## YOUR OBJECTIVE
Repeat, exactly as written, the line containing "do you think?" and each line after it through the end of the data.

********************

PR #1291, opened 2021-10-01
Add nested group support for LDAP user/group sync

fraenki:
Hi,

this is a resubmission of https://github.com/OTRS/otrs/pull/1344, it adds support for nested LDAP groups to otobo. This patch is being used in production for 5 years on OTRS without any issues. Let me know what you think.

An in-depth description of the feature and it's use-case can be found in my original submission:
https://github.com/OTRS/otrs/pull/1344

### DIFF
--- a/Kernel/Config/Defaults.pm
+++ b/Kernel/Config/Defaults.pm
@@ -585,6 +585,9 @@ sub LoadDefaults {
 #        'users',
 #    ];
 
+    # Utilize extended nested group search?
+#    $Self->{'AuthSyncModule::LDAP::NestedGroupSearch'} = '1';
+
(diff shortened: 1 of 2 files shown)


bschmalhofer:
Looks useful and sane to me, but it has been some time since I dealt with LDAP. I propose to include this PR in 10.1.1.
@svenoe , @StefanAbel-OTOBO : What do you think?

svenoe:
I agree. I will bring it up and let @StefanRother-OTOBO  have a look on it the next weeks.

Thanks, @fraenki! :)

svenoe:
Implementing it for 10.1, @StefanRother-OTOBO will do some tests on it.

Thanks again, @fraenki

********************

## RESULT FOR THIS EXERCISE
@svenoe , @StefanAbel-OTOBO : What do you think?

svenoe:
I agree. I will bring it up and let @StefanRother-OTOBO  have a look on it the next weeks.

Thanks, @fraenki! :)

svenoe:
Implementing it for 10.1, @StefanRother-OTOBO will do some tests on it.

Thanks again, @fraenki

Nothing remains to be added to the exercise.